The lawsuit claimed investors suffered losses of $8.3 million and sought $20 million in compensatory and punitive damages. The judge said that the plaintiffs might modify their complaint and file a third version by March 17 because the deficiencies noted in the current version are unprovable.
The Endgame
Besides all this, the protocol continues to work on strengthening its protocol. For starters, MakerDAO’s revenue sources suggest the DAO will look much different than crypto-loan protocols from years past, according to Messari’s research, which noted that their plans to diversify the revenue streams have been very successful thus far, and plans are underway to continue expanding.
Moreover, there has been progressing on the Endgame Plan, which Christensen introduced in Sept., in which he outlined just how the protocol could position itself to weather future crypto regulation.
In his proposal, Christensen suggested lending out DAI in exchange for real-world assets and using the interest earned to purchase ETH in an open market.
According to Christensen, MakerDAO will likely attract attention from US regulators as it issues a dollar-pegged stablecoin.

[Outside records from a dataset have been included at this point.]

PR #997, opened 2020-06-20
munki: rename "/usr/local/munki/python" symlink to "munki-python"

### LINKED ISSUE #996: sug: install symlinked python as munki-python
With munki installed, it is possible to get this result because `/usr/local/munki` is listed in `/etc/paths.d/munki`:

```
$ which python
/usr/local/munki/python
```

Most user may not notice, but this would be possible to remedy by renaming the symlink to `munki-python` and adjusting the scripts accordingly.

A naive `git grep /usr/local/munki/python` in the repo finds 19 occurrences, so this seems like it would be straightforward to change.

Since this looks really quick to fix, I'll put together a PR for review.  Thanks for Munki!

davvid:
Avoid masking the system /usr/bin/python by calling our symlink
"munki-python" instead of "python".

Closes #996

### DIFF
--- a/code/client/app_usage_monitor
+++ b/code/client/app_usage_monitor
@@ -1,4 +1,4 @@
-#!/usr/local/munki/python
+#!/usr/local/munki/munki-python
 # encoding: utf-8
 #
 # Copyright 2017-2020 Greg Neagle.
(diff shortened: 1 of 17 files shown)


davvid:
Meta: this PR was generated using:

```
git grep -l /usr/local/munki/python  |
xargs perl -p -i -e 's{/usr/local/munki/python}{/usr/local/munki/munki-python}g'
```

So it may have missed something if it wasn't found by the grep.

When this happens, the protocol won’t be able to meet the same type of anti-money laundering (AML) sanctions as the ones issued to Tornado Cash.

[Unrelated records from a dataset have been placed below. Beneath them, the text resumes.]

PR #1000, opened 2020-06-26
Loop control variables to start with _

alexgorbachev:
Just minor code style update following up on Flake8 linting.
Added underscores to the beginning of the loop variables names not used inside the loops.


gregneagle:
Thanks for the PR.

The linter I'm using (a TextMate 2 plugin that calls PyCheckMate 1.2 / Pylint 1.9.5) doesn't flag these as needed changes.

While accumulating ETH over the next three years might mean letting DAI drift from its dollar peg to become a free-floating asset, it would be the best option for the long-term, relieving the regulatory burden placed on the protocol, he said at the time.
For now, it seems highly unlikely MakerDAO would have any need to execute such a plan. But work has already started on this, and Q4 saw the first official Endgame Governance Vote, where several preliminary proposals were approved, and multiple teams announced the establishment of Clusters and drafts of an Endgame Constitution and Framework.
Overall, things are looking good for Maker (MKR), but the price of the digital asset may not see more momentum given that we are still in a bear market, but the continued development can help MKR prices in the future.